En parlant des déclarations faites au Vanity Fair à propos des comédies, est-il possible que Philips n’ait pas laissé un petit message à l’attention des spectateurs notamment lorsque le Joker sort que « l’humour est subjectif » voire ne projette pas sur le personnage son insuccès critique dans la comédie ? Ce qui donnerait l’impression d’un réalisateur mégalo qui aurait besoin de se sentir valider socialement tel un Uwe Boll ne supportant pas qu’on se moque de ses réalisations. Il me semble contradictoire de dénoncer une culture de domination sur des personnes modestes et discriminées puis dans le même temps ignorer celles-ci lorsqu’on les rabaisse en les dénigrant sous un label de « woke culture » (je parle surtout de sa critique par rapport à une frange de gens, pas de sa filmographie) tout en leur reprochant son propre manque de succès.

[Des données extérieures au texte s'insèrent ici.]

PR #357, opened 2017-02-07
Renamed technique helpers

Manouchehri:


zardus:
It looks like this has wreaked havoc downstream in other repositories... Could you check that out?

rhelmot:
Also, could you add back the original names as aliases that print a
deprecation warning?

Manouchehri:
Will do, thanks for the feedback.

PR #388, opened 2017-03-13
CFGFast: support generating CFG on multiple binaries.

ltfish:
- Deprecate `start` and `end`. Please use `regions` instead.
- Control flow graph will span across all loaded binaries if not limited
  by `regions`.


rhelmot:
Reccomendation: don't deprecate start and end, just make it an error to specify both start/end and regions, and then translate start/end into a single region in your initializer. It always pays to make it easier for users to specify simple cases.

rhelmot:
oh never mind, I didn't realize that `regions` was literally just tuples of (start, end). that's pretty good.

PR #409, opened 2017-03-29
Fixup: batch hooking of unresolved symbols

axt:
Fixes: https://github.com/angr/cle/issues/60


ltfish:
Good finding! Thanks!

PR #1504, opened 2019-04-07
SimAbstractMemory: _load() should not return None upon address concretization failures.

ltfish:
Thanks @subwire for reporting this issue.


subwire:
Thanks @ltfish !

Au fond, on ne peut reprocher qu’à Joker de ne pouvoir que gratter la surface de sa source de travail et que le personnage du Joker comme le reste du film ne soit pas mieux écrit afin de dépasser la dénonciation démonstrative avec un protagoniste se débarrassant de considérations morales. On reste ici sur une photographie tout à fait convenable (bonne mais sans grand impact) et il n’est pas non plus très difficile de faire mieux sur ce plan là que les derniers films du MCU répétant ad nauseam la même recette. On peut même dire que Joker est au-dessus du lot. Il serait également une erreur de chercher une interprétation moraliste dans le Joker, ce n’est pas un film qui va conforter la logique manichéiste, mais dresser une étude de caractère et dénoncer l’abandon des populations fragiles pour préserver les plus riches. Si on en vient comme on a pu le voir ces derniers mois à faire un rapprochement du film avec les tueries de masses aux Etats-Unis du fait des incels ou de groupes racistes, ce ne sera qu’à travers le prisme moraliste d’une Amérique traumatisée par ses démons, empêtrée dans son culte de l’armement et dont l’analyse est biaisée par une bande-annonce qui ne montre pas le film tel qu’il est réellement.